Avocats, médecins ou universitaires
À la veille de la Révolution, il y a certes de nombreuses toutes petites propriétés paysannes, particulièrement dans les communes les moins connues et les Hautes Côtes, mais les deux tiers de la surface du vignoble appartiennent aux classes sociales les plus favorisées. Les biens de l’Église mis en vente à la Révolution sont à leur tour achetés en grande majorité par de riches banquiers ou commerçants, comme Ouvrard, et les familles qui vont conduire viticulture et vinification au plus haut degré de qualité sont rarement paysannes. Citons parmi d’autres les Marey-Monge, les Duvault-Blochet, les Pasquier-Desvignes, les Liger-Belair. Des avocats, des médecins, des universitaires forment le noyau des comités de viticulture qui innovent, échangent entre eux, dégustent de façon comparée, hiérarchisent les terroirs dès 1860 et portent le vin qu’ils produisent au sommet de la qualité mondiale. Ce vin est distribué par des négociants qui rivalisent d’intelligence et parfois d’abnégation, quand les caprices de la nature perturbent la qualité. Les ravages du phylloxera, en revanche, seront mal analysés par beaucoup de ces propriétaires. Par excès de conservatisme et de méfiance chauvine envers la reconstitution des vignes sur porte-greffe américain, certains se ruinent et vendent leurs vignes. C’est à ce moment que des paysans plus ou moins riches commencent à acquérir les grands terroirs.
La crise de 1929 et les bouleversements nés de deux guerres mondiales vont largement amplifier cette évolution de la propriété et progressivement donner au vignoble le visage que nous lui connaissons. La création des appellations d’origine s’était encore faite sous l’impulsion dominante de grandes familles non paysannes comme les Angerville, les Leflaive, les Rebourseau, les Vogüé. Le millésime 1929, magnifique, n’est pas acheté par le négoce et ce sont encore ces grandes familles, parce qu’elles en ont les moyens, qui décident de largement augmenter la part de la mise en bouteille au domaine. Elles trouvent un grand défenseur en la personne de Raymond Baudoin, fondateur de la très influente Revue du Vin de France, esprit visionnaire et très adroit communicateur, inventeur de la formule “défense de la qualité, défense du consommateur” et entrepreneur qui ne se gênait pas pour être à la fois journaliste et marchand. Il persuade les plus grands restaurants et une nouvelle génération de courtiers américains que seuls les vins mis en bouteille au domaine sont authentiques et rend du jour au lendemain célèbres des paysans travailleurs et intègres comme les Ramonet, les Trapet, les Gouges et bien d’autres, tout en aidant à distribuer les vins des grands domaines aristocratiques déjà cités.

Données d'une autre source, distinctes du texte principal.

PR #302, opened 2020-10-02
Delete orphaned tags

rabstejnek:
Added an assessment admin action to delete orphaned reference tags.

### DIFF
--- a/hawc/apps/assessment/admin.py
+++ b/hawc/apps/assessment/admin.py
@@ -1,10 +1,10 @@
 from datetime import timedelta
 
+from django.apps import apps
 from django.contrib import admin, messages
 from django.utils import timezone
 from django.utils.html import format_html
 
-from ..lit.models import ReferenceFilterTag, ReferenceTags
 from . import models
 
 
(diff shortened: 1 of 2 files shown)


hawc/apps/assessment/admin.py
```diff
@@ -33,12 +34,30 @@ class AssessmentAdmin(admin.ModelAdmin):
...
     )
 
-    actions = (bust_cache,)
+    actions = (bust_cache, "delete_orphan_tags")
 
     def queryset(self, request):
         qs = super().queryset(request)
         return qs.prefetch_related("project_manager", "team_members", "reviewers")
 
+    def delete_orphan_tags(self, request, queryset):
```
shapiromatron, line 43: most of this logic should be in in a lit manager object (for Reference or ReferenceTag); keep the biz logic outside the admin

hawc/apps/assessment/admin.py
```diff
@@ -33,12 +34,30 @@ class AssessmentAdmin(admin.ModelAdmin):
...
+            )
+            return
+        assessment = queryset.first()
+        root = ReferenceFilterTag.get_assessment_root(assessment.id)
+        # queryset of tag tree associated with assessment
+        filter_tags = ReferenceFilterTag.get_tree(root)
+        # queryset of tags associated with assessment
+        tags = ReferenceTags.objects.filter(content_object__assessment_id=assessment.id)
+        # delete tags that are not in the assessment tag tree
+        deleted, _ = tags.exclude(tag__in=filter_tags).delete()
```
shapiromatron, line 57: we should probably log somewhere what was deleted in case it ever needs to be recovered. Perhaps we can write in the assessment.Log model an item which just lists hte reference-id and tag-id of what was deleted?

shapiromatron (changes requested):
Few minor tweaks, but the good news is we get to use the assessment.Log model you created!

rabstejnek:
New success message:
image

Created log message:
image

shapiromatron (approved):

L’invention de la notion de terroir
Le sommet de cette évolution sera atteint par la sanctification progressive, amorcée de son vivant, de la figure paysanne d’Henri Jayer, remarquable vinificateur et très bon commerçant lui-même. On pourra même lire ici ou là, quand le saint est promu Dieu, que ce vigneron a inventé la notion de terroir et même celle de mise en bouteille au domaine. Depuis une dizaine d’années, sous l’influence de la montée considérable des prix du foncier, on assiste à la division, à chaque succession, d’un patrimoine paysan déjà lui-même très morcelé et à la reconstitution progressive de plus larges domaines, réplique de l’histoire des siècles précédents. Faut-il s’en émouvoir et craindre une perte d’authenticité dans les vins ? L’avenir le dira. Les domaines paysans intelligents, ceux qui font du beau vin et savent comment transmettre, grâce à des lois bien plus favorables qu’on ne le dit, perdureront. Au prix d’un endettement de toute une vie, bien entendu, comme pour les générations précédentes. Les nouveaux acheteurs, s’ils joignent à l’aisance financière l’intelligence du produit, seront contraints de faire aussi bon que leurs concurrents et sauront peut-être se donner les moyens de faire encore meilleur.